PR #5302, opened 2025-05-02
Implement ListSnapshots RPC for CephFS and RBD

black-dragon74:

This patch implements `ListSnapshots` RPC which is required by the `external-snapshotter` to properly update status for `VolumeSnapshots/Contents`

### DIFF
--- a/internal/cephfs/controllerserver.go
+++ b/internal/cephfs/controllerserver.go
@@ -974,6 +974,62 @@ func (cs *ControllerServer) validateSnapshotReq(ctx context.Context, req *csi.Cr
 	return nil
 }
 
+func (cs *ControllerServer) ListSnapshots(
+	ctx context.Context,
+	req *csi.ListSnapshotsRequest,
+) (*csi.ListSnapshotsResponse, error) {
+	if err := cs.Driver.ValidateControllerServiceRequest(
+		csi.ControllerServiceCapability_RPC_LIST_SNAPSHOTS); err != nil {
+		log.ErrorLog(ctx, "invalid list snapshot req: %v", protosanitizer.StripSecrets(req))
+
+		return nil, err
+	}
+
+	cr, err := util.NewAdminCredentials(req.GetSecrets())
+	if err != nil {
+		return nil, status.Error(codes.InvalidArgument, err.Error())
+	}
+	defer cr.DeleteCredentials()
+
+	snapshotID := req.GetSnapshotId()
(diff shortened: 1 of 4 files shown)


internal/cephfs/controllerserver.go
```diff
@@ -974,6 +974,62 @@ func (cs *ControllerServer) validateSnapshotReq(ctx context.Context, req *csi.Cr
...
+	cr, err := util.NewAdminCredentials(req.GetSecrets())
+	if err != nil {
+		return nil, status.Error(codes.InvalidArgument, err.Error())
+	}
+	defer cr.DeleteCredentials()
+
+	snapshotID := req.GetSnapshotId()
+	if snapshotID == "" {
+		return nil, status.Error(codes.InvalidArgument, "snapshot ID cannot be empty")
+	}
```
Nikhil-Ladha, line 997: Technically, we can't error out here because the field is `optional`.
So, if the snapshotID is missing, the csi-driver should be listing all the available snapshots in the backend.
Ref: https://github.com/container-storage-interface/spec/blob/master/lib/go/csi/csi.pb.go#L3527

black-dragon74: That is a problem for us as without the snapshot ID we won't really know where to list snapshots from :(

**Work instruction:** Give the listing once more, unchanged in every line.

**Your response:**
PR #5302, opened 2025-05-02
Implement ListSnapshots RPC for CephFS and RBD

black-dragon74:

This patch implements `ListSnapshots` RPC which is required by the `external-snapshotter` to properly update status for `VolumeSnapshots/Contents`

### DIFF
--- a/internal/cephfs/controllerserver.go
+++ b/internal/cephfs/controllerserver.go
@@ -974,6 +974,62 @@ func (cs *ControllerServer) validateSnapshotReq(ctx context.Context, req *csi.Cr
 	return nil
 }
 
+func (cs *ControllerServer) ListSnapshots(
+	ctx context.Context,
+	req *csi.ListSnapshotsRequest,
+) (*csi.ListSnapshotsResponse, error) {
+	if err := cs.Driver.ValidateControllerServiceRequest(
+		csi.ControllerServiceCapability_RPC_LIST_SNAPSHOTS); err != nil {
+		log.ErrorLog(ctx, "invalid list snapshot req: %v", protosanitizer.StripSecrets(req))
+
+		return nil, err
+	}
+
+	cr, err := util.NewAdminCredentials(req.GetSecrets())
+	if err != nil {
+		return nil, status.Error(codes.InvalidArgument, err.Error())
+	}
+	defer cr.DeleteCredentials()
+
+	snapshotID := req.GetSnapshotId()
(diff shortened: 1 of 4 files shown)


internal/cephfs/controllerserver.go
```diff
@@ -974,6 +974,62 @@ func (cs *ControllerServer) validateSnapshotReq(ctx context.Context, req *csi.Cr
...
+	cr, err := util.NewAdminCredentials(req.GetSecrets())
+	if err != nil {
+		return nil, status.Error(codes.InvalidArgument, err.Error())
+	}
+	defer cr.DeleteCredentials()
+
+	snapshotID := req.GetSnapshotId()
+	if snapshotID == "" {
+		return nil, status.Error(codes.InvalidArgument, "snapshot ID cannot be empty")
+	}
```
Nikhil-Ladha, line 997: Technically, we can't error out here because the field is `optional`.
So, if the snapshotID is missing, the csi-driver should be listing all the available snapshots in the backend.
Ref: https://github.com/container-storage-interface/spec/blob/master/lib/go/csi/csi.pb.go#L3527

black-dragon74: That is a problem for us as without the snapshot ID we won't really know where to list snapshots from :(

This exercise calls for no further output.